PR #361, opened 2025-03-06
chore: fail on docs warnings and export missing types

matus-vacula:


roncohen:
Never mind, that doesn't do what I hoped:

Screenshot 2025-03-06 at 12 01 17

roncohen:
actually this might still be better. The idea is to keep what the SDK exposes minimal. We still want it to be documented though, so maybe this is a good middle way.. hmm

roncohen (approved):
never mind, lets just get this in for now.

PR #374, opened 2025-03-13
feat: improve logging by fetching bootstrap first

Swiftwork:
By adding a call to bootstrap we can improve the logging of the CLI.

https://github.com/user-attachments/assets/9ccac815-84da-4591-b4e1-cca86ccb5944

### DIFF
--- a/packages/cli/commands/features.ts
+++ b/packages/cli/commands/features.ts
@@ -9,7 +9,12 @@ import { App, getApp, getOrg } from "../services/bootstrap.js";
 import { createFeature, Feature, listFeatures } from "../services/features.js";
 import { configStore } from "../stores/config.js";
 import { handleError, MissingAppIdError } from "../utils/errors.js";
-import { genFeatureKey, genTypes, KeyFormatPatterns } from "../utils/gen.js";
+import {
+  genFeatureKey,
+  genTypes,
+  indentLines,
+  KeyFormatPatterns,
+} from "../utils/gen.js";
 import {
   appIdOption,
   featureKeyOption,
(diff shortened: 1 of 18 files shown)


packages/cli/commands/features.ts
```diff
@@ -46,13 +52,11 @@ export const createFeatureAction = async (
...
 
-    spinner = ora(
-      `Creating feature for app ${chalk.cyan(appId)} at ${chalk.cyan(baseUrl)}...`,
-    ).start();
+    spinner = ora(`Creating feature...`).start();
     const feature = await createFeature(appId, name, key);
     // todo: would like to link to feature here but we don't have the env id, only app id
     spinner.succeed(
-      `Created feature ${chalk.cyan(feature.name)} with key ${chalk.cyan(feature.key)} at ${chalk.cyan(baseUrl)}.`,
+      `Created feature ${chalk.cyan(feature.name)} with key ${chalk.cyan(feature.key)}${baseUrlSuffix(baseUrl)}.`,
```
roncohen, line 59: can we link to the feature on bucket?

roncohen (approved):
Generally i think it's great to have improved logging 👍  A little worried about the bootstrap call what we'll incur on every invocation in terms of just making the CLI feel snappy, but it's probably fine.

One general comment: I don't think we need to log out request by default. In the video it logs "Loaded apps from ...". Thats probably unnecessary. 

Btw. if you always pull the apps, we don't need to store the featureKeyFormat anymore since that's available in the bootstrap. Interestingly, it's at the Org level. I would have expected it to be at the app level, but it'll have to do for now.

packages/cli/commands/features.ts
Swiftwork: Not without envId or going back to appId in the URL (which I think is the plan long term)

Swiftwork:
Based on your feedback I rewrote the code in https://github.com/bucketco/bucket-javascript-sdk/pull/374/commits/52e77da65bfa5c59f143fb37aebd60a40820a69a to load feature key and to write out the entire URL to the new feature as we now have the environments loaded.
image

packages/cli/commands/features.ts
Swiftwork: Fixed

PR #376, opened 2025-03-14
docs(cli,react-sdk,node-sdk): Introduce the CLI for type gen

roncohen:
This updates the default workflow for React to use the CLI to remove friction and generate types. 
The Node.js docs still need some more love, but this is a start.


fmerian (approved):
lgtm!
= = = =
> _REQUIRED WORK_
Filter the records for the string "still" and copy every line that holds it.

> _RESULT OF THE EXERCISE_
actually this might still be better. The idea is to keep what the SDK exposes minimal. We still want it to be documented though, so maybe this is a good middle way.. hmm
The Node.js docs still need some more love, but this is a start.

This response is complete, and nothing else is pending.